Around this time I also got my first electric guitar as a Christmas gift from my parents (who were now starting to accept my passion for this music). Intrigued by shreddy guitar work, I began seeking out more advanced metal. Eventually, I all but left behind the simpler and softer sounds of Cinderella, Whitesnake, etc. (Ozzy was still OK, though) for bands like Fates Warning, Chastain (I named our family dog after this band), Helloween, Impellitteri, Racer X, and Savatage. Queensrÿche were the gateway band to this world, as (circa the 1980’s) they possessed both an incredible sense of melody and a musically creative approach to metal. Weekly trips to Sam Goody ensued, and I discovered that reading through the “thanks list” inside the cassettes I bought was another good way of finding more like-minded bands. Every once in a while I would purchase something based on the album cover or how evil the song titles sounded. Sometimes I would try and get my younger brother to buy it, in case it sucked.

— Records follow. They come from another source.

Issue #1140, opened 2021-05-05
Add App Tracking Transparency


sche:
https://developer.apple.com/documentation/apptrackingtransparency

1. We need to have one button on terms screen saying "Agree" and the other one saying "No, thanks" (or what it was before?) to close the "app terms" sheet
2. After agreeing, we present the system App Tracking alert and depending on user choice:
  - if "Allow" - then enable tracking and enable crashlytics
  - if "Ask App Not To Track" - then do not enable tracking or crashlytics
3. In the advanced app settings, we may need to rephrase it to "Share Usage and Crash Data" instead of "Share Usage Data"
4. For existing users updating to iOS 14.5, the app should ask the system permission with the same logic as above.
5. If user changes the permission to **deny** tracking in the phone/device settings, then the app must disable tracking. 
6. If the user changes permission to **allow** tracking for the app without first enabling it in the app settings, then the app still does not track, because the user would need to enable tracking in app settings.
7. If user enables the tracking in the app settings but the system permission is denied, then the app should show alert redirecting to the settings. The alert would say
  - Please allow tracking in Settings
  - "Cancel" button - closes alert
  - "Settings" button - opens device settings
  - If user then goes to settings, enables the tracking, and goes back to the app, then (if technically possible), the app is allowed to enable tracking. Please verify that this requirement and requirement 6 above do not conflict with each other.

liliya-soroka:
Verified
app version 2.16.0 (429)

PR #1141, opened 2021-05-05
gh-1140 add app tracking transparency

sche:
Initially I tried to make system allowance bounded to our switch, but it appeared to be simpler.
This request is only for activating IDFA that we do not use.
image

### DIFF
--- a/Multisig/Info.plist
+++ b/Multisig/Info.plist
@@ -19,7 +19,7 @@
 	<key>CFBundlePackageType</key>
 	<string>$(PRODUCT_BUNDLE_PACKAGE_TYPE)</string>
 	<key>CFBundleShortVersionString</key>
-	<string>2.15.1</string>
+	<string>2.16.0</string>
 	<key>CFBundleVersion</key>
 	<string>1</string>
 	<key>CLIENT_GATEWAY_URL</key>
@@ -59,7 +59,7 @@
 	<key>NSFaceIDUsageDescription</key>
 	<string>This will allow Safe Multisig to access your Face ID to open app and sign transactions.</string>
 	<key>NSUserTrackingUsageDescription</key>
-	<string></string>
+	<string>We collect anonymized app usage data and crash reports to ensure the quality of our app.</string>
 	<key>PAY_FOR_CANCELLATION_URL</key>
 	<string>$(PAY_FOR_CANCELLATION_URL)</string>
 	<key>PRIVACY_URL</key>
@@ -158,5 +158,7 @@
 		<string>UIInterfaceOrientationLandscapeLeft</string>
 		<string>UIInterfaceOrientationLandscapeRight</string>
 	</array>
+	<key>FirebaseCrashlyticsCollectionEnabled</key>
+	<false/>
 </dict>
 </plist>
--- a/Multisig/Info.plist
+++ b/Multisig/Info.plist
@@ -19,7 +19,7 @@
 	<key>CFBundlePackageType</key>
 	<string>$(PRODUCT_BUNDLE_PACKAGE_TYPE)</string>
 	<key>CFBundleShortVersionString</key>
-	<string>2.15.0</string>
+	<string>2.15.1</string>
 	<key>CFBundleVersion</key>
 	<string>1</string>
 	<key>CLIENT_GATEWAY_URL</key>
@@ -58,6 +58,8 @@
 	<string>Safe need to use camera to scan QR code.</string>
 	<key>NSFaceIDUsageDescription</key>
 	<string>This will allow Safe Multisig to access your Face ID to open app and sign transactions.</string>
+	<key>NSUserTrackingUsageDescription</key>
+	<string></string>
 	<key>PAY_FOR_CANCELLATION_URL</key>
 	<string>$(PAY_FOR_CANCELLATION_URL)</string>
 	<key>PRIVACY_URL</key>
--- a/Multisig/UI/App/ViewControllerFactory.swift
+++ b/Multisig/UI/App/ViewControllerFactory.swift
@@ -23,20 +23,24 @@ enum ViewControllerFactory {
             nav.modalPresentationStyle = .fullScreen
             nav.modalTransitionStyle = .crossDissolve
 
-            let start = LaunchView(acceptedTerms: .constant(false), onStart: { [weak nav] trackingEnabled in
-                AppSettings.trackingEnabled = trackingEnabled
-                if trackingEnabled {
-                    // https://firebase.google.com/docs/ios/supporting-ios-14
-                    // This is required only for IDFA that we do not use
-                    if #available(iOS 14, *) {
-                        ATTrackingManager.requestTrackingAuthorization { status in
-                            DispatchQueue.main.async {
-                                nav?.popViewController(animated: false)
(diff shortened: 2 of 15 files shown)


Multisig/Info.plist
```diff
@@ -58,6 +58,8 @@
 	<string>Safe need to use camera to scan QR code.</string>
 	<key>NSFaceIDUsageDescription</key>
 	<string>This will allow Safe Multisig to access your Face ID to open app and sign transactions.</string>
+	<key>NSUserTrackingUsageDescription</key>
+	<string></string>
```
DmitryBespalov: The actual description string is missing. I think we should take the string from our terms screen, but it's better to check wording with @tschubotz:

```Anonymized app usage data will be used to improve the app```

File: Multisig/UI/App/ViewControllerFactory.swift [hunk 2]
```diff
@@ -22,7 +23,20 @@ enum ViewControllerFactory {
...
             nav.modalTransitionStyle = .crossDissolve
 
-            let start = LaunchView(acceptedTerms: .constant(false), onStart: { [weak nav] in
+            let start = LaunchView(acceptedTerms: .constant(false), onStart: { [weak nav] trackingEnabled in
+                AppSettings.trackingEnabled = trackingEnabled
+                if trackingEnabled {
+                    // https://firebase.google.com/docs/ios/supporting-ios-14
+                    // This is required only for IDFA that we do not use
+                    if #available(iOS 14, *) {
+                        ATTrackingManager.requestTrackingAuthorization { status in
```
DmitryBespalov: in this case, I would expect that if the user says "Ask app not to track", then we need to disable tracking, even if user pressed "Agree" button. Do you think this is correct?

Multisig/UI/SwiftUI/Settings/App Settings/AdvancedAppSettings.swift
```diff
@@ -58,6 +59,13 @@ struct AdvancedAppSettings: View {
             VStack {
                 Toggle(isOn: $trackingEnabled.didSet { enabled in
                     AppSettings.trackingEnabled = enabled
+                    // https://firebase.google.com/docs/ios/supporting-ios-14
+                    // This is required only for IDFA that we do not use
+                    if #available(iOS 14, *) {
+                        if ATTrackingManager.trackingAuthorizationStatus == .notDetermined && enabled {
+                            ATTrackingManager.requestTrackingAuthorization { _ in }
```
DmitryBespalov: same here, I would expect that if the user denied tracking authorization, we would need to disable the tracking.

Multisig/UI/App/ViewControllerFactory.swift
sche: This is what I did initially, but then if to read system message on the alert it says about tracking _across_ different apps/sites that is not related to tracking within the app

DmitryBespalov: the point is that we share the tracking information and it travels from the device to other servers, so Apple treats it as tracking and that is what expected case. I think it is misleading if user disallows and we still keep the "tracking" enabled, even if the user tried to enable the tracking before

Multisig/Info.plist
tschubotz: Where will this be displayed?

DmitryBespalov: In the alert (https://github.com/gnosis/safe-ios/pull/1141#issue-630607161) between the text and button on that screenshot

sche: https://developer.apple.com/app-store/user-privacy-and-data-use/
I made it empty on purpose. So it will only display the bold part

DmitryBespalov: @sche on that site, it clearly says:

```You must also include a purpose string in the system prompt that explains why you’d like to track the user.```

DmitryBespalov: And more:

```Use the purpose string to explain what this data will be used for to help the user understand what they’re opting in to share. ```

Multisig/UI/App/ViewControllerFactory.swift
sche: This was my way of thinking too before I dug into more details. If google tracking should be bound to this permission, then it would be logical to make this check within google lib. 
After reading some info (e.g. here https://firebase.google.com/docs/ios/supporting-ios-14) - "Analytics event logging, event reporting, and conversion measurement are unaffected, but attribution is impacted if IDFA is not accessible."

After moving to Virginia towards the end of middle school, I met a new group of friends who were into death metal. A cassette dub of Death’s Scream Bloody Gore was the first record of this kind I’d ever heard. To be honest, it was too much for me at that point. However, shortly thereafter I heard Atheist, and Death had just released their Human album. This was death metal that grabbed me on first listen, as the extra sense of experimentation fascinated me. Voivod were another turning point in my metal listening. This is when I began to feel that my metal had to be SERIOUS and INTELLECTUAL! No more good-times metal for me. In fact, I even got bummed out when I read an interview with hyper-prog metal band Watchtower, and their vocalist said he thought “party metal” was OK and had its place. No, it didn’t!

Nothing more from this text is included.